Destes 400.000, quantos é que já estão regularizados?
Não é uma mega operação de legalização, como tem sido dito em alguns órgãos de comunicação. Do que se trata é de começar a dar resposta aos processos daqueles que se habilitaram a uma Autorização de Residência e que o Estado português ainda nem sequer analisou se eles podem ou não ter uma Autorização de Residência. O que estamos a fazer é a recolher dados biométricos que ao dia de hoje não eram recolhidos, não existiam. Estamos a verificar e iremos verificar registos criminais, contratos de trabalho e moradas…

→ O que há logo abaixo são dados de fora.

PR #7139, opened 2025-11-23
feat(test): add flashing timer style (@gianpena)

gianpena:
### Description

This copies the existing `text` timerstyle except on timed modes, where it will only show the remaining progress (seconds) on every 15th second (shows on 1:00, 45, 30, 15 and 0).

The motivation for this addition was that I wanted a middle ground between the `text` timerstyle (in my opinion just a _little_ too distracting) and no live progress indicator at all (I lose track of how much time remains in the test), and I believe this achieves that middle ground.

### DIFF
--- a/frontend/src/ts/test/timer-progress.ts
+++ b/frontend/src/ts/test/timer-progress.ts
@@ -146,10 +146,12 @@ export function update(): void {
         displayTime = DateTime.secondsToString(time);
       }
       if (miniEl !== null) {
-        miniEl.innerHTML =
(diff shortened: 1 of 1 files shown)


ShizukoV:
This is beautiful Gian.

gianpena:
> This is beautiful Gian.

pumpkin_PNG86723

gabectlz:
> > This is beautiful Gian.
> 
> pumpkin_PNG86723

He's phocking gorgeous

PR #7144, opened 2025-11-23
chore: move main linting to oxlint (@miodec)

Miodec:
- main linting is now done by oxlint. eslint remains for linting json files in the frontend (until oxlint adds support)
 - move type checking to the lint step (with --type-check)
    this improves performance by removing a duplicated typescript parse task (instead of parsing for linting then again for type checking, it parses once for both)
 - add a `lint-fast` npm script to get some fast fail behavior. it simply lints with no type information
 - oxc plugins are still in preview, so the custom plugin that checks for `__testing` usage outside of tests runs outside the main linting job until performance is improved
 - fixes some type issues (and config issues) that were not visible due to a missing type check on some files. now type checking will run on every file that is linted
 - split up oxc config for easier management

waiting https://github.com/oxc-project/tsgolint/pull/494

seeing around 3x improvement in type aware linting

### DIFF
--- a/frontend/src/ts/test/test-ui.ts
+++ b/frontend/src/ts/test/test-ui.ts
@@ -960,9 +960,9 @@ export async function scrollTape(noAnimation = false): Promise<void> {
     .slice(0, activeWordIndex)
     .filter((child) => child.classList.contains("afterNewline")).length;
   // the second `.afterNewline` after active word is visible during line jump
-  let lastVisibleAfterNewline = afterNewLineEls[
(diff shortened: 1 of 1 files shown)


gabectlz:
oxc go brrrr

gabectlz:
this was a pro gram move anyway i love oxc

.eslintignore
fehmer, line 1: is this still in use? you added ignorePatterns to the oxlint config files

fehmer (dismissed):

PR #7156, opened 2025-11-26
fix(input): ellipsis character not being inputted correctly (@Leonabcd123)

### LINKED ISSUE #7149: "…" character is not input correctly anymore

- [x] I have cleared my cache

Yes

Yes

Yes

Yes

### Account name

zay0n

### Account config

_No response_

### Current Behavior

In a test that contains the `…` or 3 `.` (dot) characters (I use French citation mode, there’s lot of them), when I type the `…` character (I use the Ergo-L layout which has it), the last 2 characters I typed are override by `.` and a third `.` in input, which isn’t correct.

Image

### Expected Behavior

The last 2 characters should not be overridden and 3 dots should be input correctly.   

### Steps To Reproduce

1. Start any test (not master mode)
2. Type at least 2 characters
3. Type `…`

### Environment

- OS: Linux (Arch)
- Browser: Firefox and Chromium
- Browser Version: latest as of 25-11-2025

### Anything else?

This is a recent bug, maybe related to https://github.com/monkeytypegame/monkeytype/pull/7119 ?

Leonabcd123:
### Description

Remove until the last character instead of the last 3 characters.

Closes #7149

### DIFF
--- a/frontend/src/ts/input/handlers/insert-text.ts
+++ b/frontend/src/ts/input/handlers/insert-text.ts
@@ -68,7 +68,7 @@ export async function onInsertText(options: OnInsertTextParams): Promise<void> {
     // make sure to not call TestInput.input.syncWithInputElement in here
     // it will be updated later in the body of onInsertText
     const { inputValue } = getInputElementValue();
-    setInputElementValue(inputValue.slice(0, -options.data.length));
+    setInputElementValue(inputValue.slice(0, -1));
     for (let i = 0; i < options.data.length; i++) {
       const char = options.data[i] as string;
 


Leonabcd123:
The problem was that we sliced until the length of the charOverride value (3 periods), instead of the key (which is the one inputted).

Miodec:
Not exactly the right fix. The input value replace must replace the same amount of characters as the length of the data. The issue was that it the charOverride check didnt replace the value of the input element.

Leonabcd123:
Shouldn't it just remove the last character in the current input (which will always have the key of the charOverride as the last char)? That will always be one, as the length of one character is 1, thus we need to remove the last character before inserting the replacement.

 Why do we need to add the replacement? Isn't it being done when emulating the keypresses?

Miodec:
> Shouldn't it just remove the last character in the current input (which will always have the key of the charOverride as the last char)? 

It won't always have the key of the charOverride. Sometimes it might receive data thats longer than 1 character (for example from composition) without triggering charOverride.

> Why do we need to add the replacement? Isn't it being done when emulating the keypresses?

The dom value and the incoming data property must be in sync.

Leonabcd123:
Oh, I was under the impression that we only pass chars with the length of 1 to `OnInsertText` unless it's in charOverride. Thanks for the explanation!

PR #7169, opened 2025-11-28
impr(languages): Added hungarian_no_accents.json (@dotleon)

dotleon:
### Description

Added hungarian_no_accents.json, which is the 200 most common hungarian words without accented letters.
For hungarians I think it is easier to type hungarian words, but accents can slow you down.
This is the perfect list to reach max WPM for hungarians. I hope it is allowed.

### Checks

- [X] Adding a language?
  - [X] Make sure to follow the [languages documentation](https://github.com/monkeytypegame/monkeytype/blob/master/docs/LANGUAGES.md)
  - [X] Add language to `packages/schemas/src/languages.ts`
  - [X] Add language to exactly one group in `frontend/src/ts/constants/languages.ts`
  - [X] Add language json file to `frontend/static/languages` 
- [X] Make sure to include your GitHub username prefixed with @ inside parentheses at the end of the PR title.

### DIFF
--- a/frontend/static/languages/hungarian_no_accents.json
+++ b/frontend/static/languages/hungarian_no_accents.json
@@ -1,5 +1,5 @@
 {
-  "name": "hungarian",
+  "name": "hungarian_no_accents",
   "orderedByFrequency": true,
   "bcp47": "hu-HU",
   "words": [


Leonabcd123:
Lazy mode already removes accents. There's no need for a special wordset.

dotleon:
Lazy mode is not really a solution for this as writing words that have accented letters without accents are not natural. This list has words that don't have accents originally.

Miodec:
> Lazy mode is not really a solution for this as writing words that have accented letters without accents are not natural. This list has words that don't have accents originally.

So... its just a filtered list?

dotleon:
Yes. Filtered out the words that have accented letters from the 1k list, then took the top 200.
~~There could be an "easy mode" that does this automatically for all languages, that would be awesome.
Maybe even a filter for min-max lenght.~~

Guess who just found the "words filter" button.
Sorry for wasting your time.

PR #632, opened 2018-12-07
Update amazon-S3.rst

martialp:
Source: https://github.com/jschneier/django-storages/pull/173#issuecomment-232460528

### DIFF
--- a/docs/backends/amazon-S3.rst
+++ b/docs/backends/amazon-S3.rst
@@ -28,6 +28,8 @@ To allow ``django-admin.py`` collectstatic to automatically put your static file
 ``AWS_SECRET_ACCESS_KEY``
     Your Amazon Web Services secret access key, as a string.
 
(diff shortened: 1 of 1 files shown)


docs/backends/amazon-S3.rst
```diff
@@ -28,6 +28,8 @@ To allow ``django-admin.py`` collectstatic to automatically put your static file
 ``AWS_SECRET_ACCESS_KEY``
     Your Amazon Web Services secret access key, as a string.
 
+      Note that if AWS_ACCESS_KEY_ID and AWS_SECRET_ACCESS_KEY are not set, boto internally looks up iam credentials.
```
jdufresne: The AWS docs always capitalizes IAM. I think we should follow that convention.

https://aws.amazon.com/iam/

---

You can put backticks around the settings so they render as code:

```rst
``AWS_ACCESS_KEY_ID``
```

---

boto -> boto3 as it is the preferred library.

PR #641, opened 2018-12-20
publicRead ACL

mj8894:
- handling defaultACL when creating a bucket file using write operation.


mj8894:
I agree.

However, the idea here was to apply default acl to newly created files using write instead of save option.

mj8894:
Made Changes to apply default acl only if a new blob is being uploaded to bucket, not affecting ACLs of the already available objects.

cupojoe:
@sww314 Why hasn't this being merged? Anything we can do to get it in? In order for the library to respect the default ACL I had to do a pretty ugly workaround to use save instead of the recommended write.

jschneier:
Fixed by #756.

PR #656, opened 2019-01-22
Add support for AZURE_CONNECTION_STRING

### LINKED ISSUE #643: custom domain for azure

taymonbeal:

Mas continuamos em 400 mil pendências?
Estamos a conseguir reduzir os 400.000 num montante que lhes estou a dizer dos atendimentos, sendo certo que esta operação divide-se numa grande operação de front-office e numa grande operação de back-office, porque a análise não é realizada por aqueles que estão a recolher os dados biométricos. Essa continua com serenidade, a que todo este processo obriga, por quadros da carreira respetiva, da própria AIMA, que vão fazer a análise cabal a cada processo. Não estamos a fazer legalizações, como foi dito, de todos quantos lá chegam saírem com o processo aprovado. Não é isso. É o início do processo que, em tempo muito rápido e acelerado, terá a resposta de regularização ou não.
Para esse front-office, como lhe chama, de atendimento ou de recolha de dados, o Governo estipulava um reforço de 200 trabalhadores…
350 no total…
200 no front-office, mais 100 na análise, mais 50 de apoio, mais 100 que estavam a concurso e mais 50 para o reforço da rede consular. De todas estas pessoas, quantas é que já estão efetivamente ao serviço?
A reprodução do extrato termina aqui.